Changes in Functional Connectivity Predict Outcome of Repetitive Transcranial Magnetic Stimulation Treatment of Major Depressive Disorder

Abstract

Repetitive transcranial magnetic stimulation (rTMS) treatment of major depressive disorder (MDD) is associated with changes in brain functional connectivity (FC). These changes may be related to the mechanism of action of rTMS and explain the variability in clinical outcome. We examined changes in electroencephalographic FC during the first rTMS treatment in 109 subjects treated with 10 Hz stimulation to left dorsolateral prefrontal cortex. All subjects subsequently received 30 treatments and clinical response was defined as ≥40% improvement in the inventory of depressive symptomatology-30 SR score at treatment 30. Connectivity change was assessed with coherence, envelope correlation, and a novel measure, alpha spectral correlation (αSC). Machine learning was used to develop predictive models of outcome for each connectivity measure, which were compared with prediction based upon early clinical improvement. Significant connectivity changes were associated with clinical outcome (P < 0.001). Machine learning models based on αSC yielded the most accurate prediction (area under the curve, AUC = 0.83), and performance improved when combined with early clinical improvement measures (AUC = 0.91). The initial rTMS treatment session produced robust changes in FC, which were significant predictors of clinical outcome of a full course of treatment for MDD.

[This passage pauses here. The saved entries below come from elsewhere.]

PR #3052, opened 2025-01-28
Fix ASAN/UBSAN issues in DimAnalysis

jorickert:
- Fixes a memory leak
- Fixes an integer overflow caused by a dynamic shape
- Fixes reshape to wrong type in LIT tests

### DIFF
--- a/src/Dialect/ONNX/ONNXDimAnalysis.cpp
+++ b/src/Dialect/ONNX/ONNXDimAnalysis.cpp
@@ -361,11 +361,11 @@ static bool exploreSameDimsUsingShapeHelper(const DimAnalysis::DimT &dim,
   ONNXOpShapeHelper *shapeHelper =
       shape_op.getShapeHelper(op, {}, nullptr, nullptr);
   // If no shape helper, or unimplemented, just abort.
-  if (!shapeHelper || !shapeHelper->isImplemented())
+  if (!shapeHelper)
     return false;
 
   // Compute shape.
-  if (failed(shapeHelper->computeShape())) {
+  if (!shapeHelper->isImplemented() || failed(shapeHelper->computeShape())) {
     delete shapeHelper;
     return false;
   }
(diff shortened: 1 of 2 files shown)


AlexandreEichenberger:
@tungld do you mind reviewing this PR, its in dim analysis. Thanks

src/Dialect/ONNX/ONNXDimAnalysis.cpp
```diff
@@ -361,11 +361,11 @@ static bool exploreSameDimsUsingShapeHelper(const DimAnalysis::DimT &dim,
   ONNXOpShapeHelper *shapeHelper =
       shape_op.getShapeHelper(op, {}, nullptr, nullptr);
   // If no shape helper, or unimplemented, just abort.
-  if (!shapeHelper || !shapeHelper->isImplemented())
+  if (!shapeHelper)
```
tungld, line 364: Could you explain what's wrong with calling `shapeHelper->isImplemented()`?

src/Dialect/ONNX/ONNXDimAnalysis.cpp
```diff
@@ -961,12 +961,14 @@ void DimAnalysis::visitDim(
...
-    for (int64_t i = 0; i < dataType.getRank(); ++i)
-      dataStaticSize *= dataType.getShape()[i];
-    for (int64_t i = 0; i < outputType.getRank(); ++i)
-      outputStaticSize *= outputType.getShape()[i];
+    for (int64_t i = 0; i < dataType.getRank(); ++i) {
+      dataStaticSize *= dataType.isDynamicDim(i) ? -1 : dataType.getShape()[i];
+    }
+    for (int64_t i = 0; i < outputType.getRank(); ++i) {
+      outputStaticSize *=
+          outputType.isDynamicDim(i) ? -1 : outputType.getShape()[i];
```
tungld, line 970: Thanks for fixing this!

test/mlir/onnx/onnx_dim_analysis.mlir
```diff
@@ -184,38 +184,38 @@ func.func @test_matmul_batchsize(%arg0: tensor<?x8x16x16xf32>) -> tensor<?x8x16x
 
 // -----
 
-func.func @test_matmul_batchsize_diff_rank(%arg0: tensor<8x?x16x4xf32>) -> tensor<8x?x16x32xf32> {
+func.func @test_matmul_batchsize_diff_rank(%arg0: tensor<8x?x16x4xf32>) -> tensor<8x?x16x128xf32> {
   %shape = onnx.Constant dense<[-1, 4, 128]> : tensor<3xi64>
-  %0 = "onnx.Reshape"(%arg0, %shape) {allowzero = 0 : si64} : (tensor<8x?x16x4xf32>, tensor<3xi64>) -> tensor<?x4x32xf32>
-  %1 = "onnx.MatMul"(%arg0, %0) : (tensor<8x?x16x4xf32>, tensor<?x4x32xf32>) -> tensor<8x?x16x32xf32>
-  "onnx.Return"(%1) : (tensor<8x?x16x32xf32>) -> ()
+  %0 = "onnx.Reshape"(%arg0, %shape) {allowzero = 0 : si64} : (tensor<8x?x16x4xf32>, tensor<3xi64>) -> tensor<?x4x128xf32>
```
tungld, line 189: Thanks for fixing this!

src/Dialect/ONNX/ONNXDimAnalysis.cpp
jorickert: There is nothing wrong with it, but if the shape helper is not implemented we still need to delete it or we will leak it's memory. This happens a few lines down

tungld: I got it! That's why we have to distinguish the two conditions. Thanks for the explanation!

tungld (approved):
LGTM!

PR #3054, opened 2025-01-29
Update onnx requirement to 1.17.0

jorickert:
The onnx submodule is using version 1.17.0, so I think the version used in the requirements should be the same


hamptonm1 (approved):
LGTM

Keywords: depression; electroencephalogram (EEG); functional connectivity; machine learning; repetitive transcranial magnetic stimulation (rTMS).

Figure 1.

Illustration of the analysis pipeline. (A) Locations of seed electrode locations for connectivity analyses, with the nine left prefrontal seeds shown in yellow (Fpz, Fp1, AF3, AF7, Fz, F1, F3, F5, F7) and the seven right prefrontal seeds shown in blue (Fp2, AF4, AF6, F2, F4, F6, F8). All electrode locations (N = 61) were utilized as connectivity nodes. Connectivity pairings of selected left and right seeds with all other electrodes yielded a total of 783 connectivity features per subject. (B) Examples of the three connectivity metrics of coherence, envelope correlation, and αSC for one responder (upper row) and one non-responder (bottom row). Magnitude squared coherence takes amplitude and phase information into account. Envelope correlation is an amplitude-amplitude coupling measure. αSC is the similarity of the spectral waveform between two channels, which was found to be more similar for responders than non-responders. (C) Elastic net regularization was used to build a model for each neurophysiologic measure that distinguished between responders and non-responders. Models were subjected to training and testing cross-validation repeated 100 times to minimize overfitting and spurious classification due to random sampling effects. For each repetition, the full sample (N = 109) was divided into 70% training and 30% testing sets. For each run, training cross-validation consisted of splitting the training set 10-fold, training the model on 9/10-folds and using the 10th-fold to make predictions. This procedure was repeated 10 times, so that each fold served as both a training and testing set. Testing validation consisted of applying the model obtained from training to make predictions about the test data set. (D) For each neurophysiologic measure, the connections that most reliably predicted outcome in validation were identified. These consisted of the 10 features most consistently selected in all training models across 100 repetitions compared among the predictors. These features then were plotted topographically (right panel).

Figure 2.

Treatment-emergent connectivity differences. Top row: histograms of mean values for all features for responders (red) and non-responders (blue) before the first rTMS treatment. None of the features differed significantly between groups. Bottom row shows differences in treatment-induced connectivity changes, where group separation is more apparent. Coherence and envelope correlation (left and middle column) showed smaller group separation than αSC (right column) (respective effect sizes Cohen’s d = 0.84; 1.22; 1.52). For coherence and envelope correlation, non-responders had on average greater connectivity changes than responders. Inversely, change in αSC was on average greater for responders.

Figure 3.

AUCs and feature topography for all EN models. (A) AUCs for all three predictors for training (green) and testing performance (gray) averaged over 100 repetitions. Coherence (training and testing): 82.5 and 52.7; Envelope correlation: 82 and 57.8; αSC: 83.2 and 66.1, with highest AUCs for αSC. (B) The corresponding top 10 selected features per predictor across all 100 trained models. EN models for coherence and envelope correlation showed a diffuse coupling pattern, while αSC showed a more focal connectivity. (C) AUCs for a logistic regression model using solely the early clinical response to rTMS treatment: 74.4 and 72.7. (D) AUCs for a logistic regression model combining the top αSC features and the early clinical response: 85.4 and 77.8, which represented the overall best predictive model.